This week’s tool is Pearson Correlation.
I am continuing with the NESARC dataset for this assignment since I have worked with it on the earlier two and have gained a bit of familiarity with it. This is an important point, it is very difficult to come to a brand new (to you) set of data and be able to make any sense with it. Domain knowledge, or at least some workable level of understanding of the data is essential in being able to work with it. As I have spent a few weeks with this NESARC now I am much more comfortable with it.
In the Pearson Correlation we are working with two quantitative variables. The result of the process is an r value, sometimes referred to as the correlation coefficient. I have chosen this time to compare number of cigarettes smoked with ethanol consumption.
Hypothesis Test Question –
Is the number cigarettes smoked per day associated to the volume of ethanol consumed per day?

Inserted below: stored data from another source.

PR #2527, opened 2026-06-12
feat(maintenance): add datetime picker for start_time

frarthur:
## Description

Adds a datetime picker to the Add and Edit maintenance dialogs, allowing users to set a custom start_time instead of always using the current time.

## Changes

- **HistoryListPanelAddMaintenance.vue**: Add datetime-local input, selectedDateTime property, validated date parsing with Date.parse + Math.floor
- **HistoryListPanelEditMaintenance.vue**: Same datetime picker, pre-populated from existing entry's start_time

### DIFF
--- a/src/components/dialogs/HistoryListPanelAddMaintenance.vue
+++ b/src/components/dialogs/HistoryListPanelAddMaintenance.vue
@@ -29,6 +29,17 @@
                 </v-row>
                 <v-row>
                     <v-col>
+                        <v-text-field
+                            v-model="selectedDateTime"
+                            type="datetime-local"
+                            :label="$t('History.StartTime')"
+                            outlined
+                            dense
+                            hide-details="auto" />
+                    </v-col>
+                </v-row>
+                <v-row>
+                    <v-col>
                         <settings-row :title="$t('History.Reminder')">
                             <v-select
                                 v-model="reminder"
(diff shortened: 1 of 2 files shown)


meteyou:
Just AI-Slop and no reaction on the bot review... I also don't think the maintenance entry should have a edit able start_time.

frarthur:
For the timezone, Using datetime-local + Date.parse() in the browser's local timezone is intentional.
The stored epoch correctly represents the absolute moment the user selected, this is the right behavior for a local/desktop UI.
The use case here is CMMS-style: recording past maintenance events (nozzle changes, part replacements, etc.) with their actual wall-clock time. Since the app is local to the printer, cross-timezone multi-user concerns don't apply.

I Fixed toDatetimeLocalString now formats HH:mm:ss and the input has step="1".

And toDatetimeLocalString is now in BaseMixin instead of being duplicated in both dialogs

meteyou:
the time will be used from the client browser and not from the SBC. Mainsail is a webapp and is only executing in the browser from the user. there is no "mainsail server" on printer itself. so "new Date" is the timezone from the user, not from the printer/sbc.

But your description is complete different from the PR itself. The PR adds a custom input field to enter a different date/time to a entry...

Is it possible, that this PR is just AI slop and you doesnt know what your clanker add here?

frarthur:
You're right, I should have opened an issue first. My bad. Happy to open an issue and discuss the use case properly if there's interest later.

meteyou:
Yes pls! That would be nice.

Pls open an issue with a detailed description of your issue right now.

frarthur:
Sorry, I should have read the contributing guidelines before opening the PR. I'm not super experienced with GitHub workflows yet, lesson learned.

I'll open an issue. Thanks for the patience.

import matplotlib.pyplot as plt
data = pandas.read_csv(‘nesarc_sub.csv’, low_memory=False)
#setting variables you will be working with to numeric
data[‘ETOTLCA2’] = data[‘ETOTLCA2’].convert_objects(convert_numeric=True)
data[‘S3AQ3C1’] = data[‘S3AQ3C1’].convert_objects(convert_numeric=True)

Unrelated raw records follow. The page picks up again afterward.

PR #2611, opened 2026-07-26
feat(dashboard): rearrange panels via drag and drop

Hannott:
## Description

This PR adds drag and drop rearranging of panels directly on the dashboard, as an alternative to the sortable lists in the settings dialog.

- Panels are grabbed by the icon in their header and can be moved within their column or into another column of the current viewport. Grabbing the icon starts the drag immediately; the rest of the header (buttons, collapse) behaves as before.
- While dragging, the panel itself stays rendered as a live, slightly dimmed preview at the current drop position, and the element following the cursor is a translucent box with just the panel header, which follows the size of the preview. The columns are highlighted as drop targets, and hover on elements below the cursor is suppressed for the duration of the drag.
- The new order is written to the same `dashboard.<viewport>Layout<n>` settings used by the settings dialog, so both stay in sync. Because the dashboard only renders visible and currently available panels, the reordered list is merged back into the stored layout, so hidden panels and panels of currently unavailable services (e.g. Spoolman offline) keep their position relative to their stored neighbours. The merge logic is covered by unit tests.

None - feature is described above.

A screen recording will be added as a comment below.

None.

Signed-off-by: Åsmund Collin <aakjaergaard@gmail.com>

### DIFF
--- a/src/components/mixins/dashboard.ts
+++ b/src/components/mixins/dashboard.ts
@@ -18,13 +18,6 @@ import {
     mdiMulticast,
 } from '@mdi/js'
 import { afcIconLogo } from '@/plugins/afcIcons'
-import { GuiStateLayoutoption } from '@/store/gui/types'
-
-interface LayoutFixedPanel {
-    panel: GuiStateLayoutoption
-    predecessor: string | null
-    successor: string | null
-}
 
 @Component
 export default class DashboardMixin extends BaseMixin {
@@ -90,47 +83,5 @@ export default class DashboardMixin extends BaseMixin {
             default:
                 return mdiInformation
         }
-    }
-
-    mergeLayout(
-        storedPanels: GuiStateLayoutoption[],
-        oldPanels: GuiStateLayoutoption[],
-        newPanels: GuiStateLayoutoption[]
-    ): GuiStateLayoutoption[] {
-        const draggableNames = new Set(oldPanels.map((panel) => panel.name))
-        const storedByName = new Map(storedPanels.map((panel) => [panel.name, panel]))
-
-        const output = newPanels.map((panel) => storedByName.get(panel.name) ?? { name: panel.name, visible: true })
-        const movableNames = new Set(output.map((panel) => panel.name))
-
-        const fixedPanels: LayoutFixedPanel[] = []
-        let predecessor: string | null = null
-        storedPanels.forEach((panel) => {
-            if (draggableNames.has(panel.name)) {
-                fixedPanels.forEach((entry) => {
-                    if (entry.successor === null) entry.successor = panel.name
-                })
-
-                predecessor = panel.name
-                return
-            }
-
-            fixedPanels.push({ panel, predecessor, successor: null })
-        })
-
-        fixedPanels.forEach((entry) => {
-            let index = output.length
-
-            if (entry.predecessor !== null && movableNames.has(entry.predecessor)) {
-                index = output.findIndex((panel) => panel.name === entry.predecessor) + 1
-                while (index < output.length && !movableNames.has(output[index].name)) index++
-            } else if (entry.successor !== null && movableNames.has(entry.successor)) {
-                index = output.findIndex((panel) => panel.name === entry.successor)
-            }
-
-            output.splice(index, 0, entry.panel)
-        })
-
-        return output
     }
 }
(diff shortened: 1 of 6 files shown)


Hannott:
https://github.com/user-attachments/assets/6da08d06-5cfe-4805-9f85-8ca0e017c001


https://github.com/user-attachments/assets/8deba855-db66-4e4f-920e-868a4d202907

src/pages/Dashboard.vue
```diff
@@ -160,5 +131,79 @@ export default class PageDashboard extends Mixins(DashboardMixin) {
...
+        background-color 150ms ease-in-out;
+}
+
+.dashboard--dragging .dashboard-dropzone {
+    outline-color: var(--v-primary-base);
+    background-color: rgba(125, 125, 125, 0.06);
+}
+</style>
+
+<style>
```
meteyou: only use scoped style settings. you can use v-deep if you need to go deeper with the selector.

src/store/gui/getters.ts
```diff
@@ -158,6 +158,14 @@ export const getters: GetterTree<GuiState, RootState> = {
             return panels.filter((element) => allPossiblePanels.includes(element.name))
         },
 
+    // return the unfiltered layout, to save it back without losing hidden or unavailable panels
```
meteyou: the code should describe it by itself. so there should no comments needed. only for deeper description for magic number or something else, comments are "allowed".

src/pages/Dashboard.vue
```diff
@@ -121,36 +80,48 @@ import WebcamPanel from '@/components/panels/WebcamPanel.vue'
...
+        this.columns.forEach((column) => {
+            output[column.index] = this.$store.getters['gui/getPanels'](this.viewport, column.index, true)
+        })
+
+        return output
     }
 
-    get widescreenLayout3() {
-        return this.$store.getters['gui/getPanels']('widescreen', 3, true)
+    get dragGroup() {
```
meteyou: is this group really needed? there should be only 1 draggable viewport visible?

src/store/gui/getters.ts
Hannott: Agree, removed.

src/pages/Dashboard.vue
Hannott: Fixed, and noted for future reference.

src/pages/Dashboard.vue
Hannott: Yeah, my bad, I think that was something left over from an earlier iteration. Changed it to a constant.

Just the group prop itself has to stay, or else sortable wont drop into another list, and panels could only be reordered inside their own column.

src/components/mixins/dashboard.ts
```diff
@@ -84,4 +91,46 @@ export default class DashboardMixin extends BaseMixin {
                 return mdiInformation
         }
     }
+
+    mergeLayout(
```
meteyou: Pls move this funciton to the Dashboard.vue, because this function will only be used there. Mixins are for shared functions.

src/pages/Dashboard.vue
```diff
@@ -160,5 +128,77 @@ export default class PageDashboard extends Mixins(DashboardMixin) {
     extractPanelId(name: string) {
         return name.split('_')[1] ?? null
     }
+
+    dragStart(event: { item: HTMLElement }) {
+        this.resizeObserver = new ResizeObserver(() => {
```
meteyou, line 139: Can you pls explain why we need an ResizeObserver here? While a user move a panel, there should not be possible to resize the window? Or did i miss some facts/workflows here?

src/store/gui/getters.ts
```diff
@@ -158,6 +158,13 @@ export const getters: GetterTree<GuiState, RootState> = {
             return panels.filter((element) => allPossiblePanels.includes(element.name))
         },
 
+    getStoredPanels: (state) => (viewport: string, column: number) => {
```
meteyou: If this getter is only used in the Dashboard.vue, then i would move it to this file. In getters, there are normally only multi use getters.

meteyou (commented):
In this case, the location of the tests fits and I think we can merge these tests.

src/components/mixins/dashboard.ts
Hannott: Yeah, I'll move it.

src/store/gui/getters.ts
Hannott: Will move this too

src/pages/Dashboard.vue
Hannott: It's needed because of the different column widths. The real event.item gets resized when crossing column borders, and the fallback clone doesn't pick that up on its own, so the observer keeps it in sync.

scat1 = seaborn.regplot(x=”S3AQ3C1″, y=”ETOTLCA2″, fit_reg=True, data=data)
plt.xlabel(‘Cigarettes Smoked Per Day’)
plt.ylabel(‘Volume of Ethanol Consumed Per Day’)
plt.title(‘Scatterplot for the Association Between Cigarettes Smoked and Ethanol Consumed’)
#keep only the ones that are within +3 to -3 standard deviations in the column ‘Data’.
print (‘association between cig smoked and eth consumed’)
print (scipy.stats.pearsonr(data_clean[‘S3AQ3C1’], data_clean[‘ETOTLCA2’]))
Note that I have removed the outliers (+/- 3 sd) in the ethanol consumed variable.
We see in the graph that there is a slight positive correlation between cigarettes smoked and volume of ethanol consumed. With the r value of 0.063 we know that this correlation is quite weak and squaring this, 0.063 * 0.063 = 0.00369, tells us that it would be considerably difficult (<1% of the time) to predict variability in ethanol volume consumption based on cigarettes smoked per day. However, with the extremely low p value (7.54e-13) we can see that there is statistical significance in this result.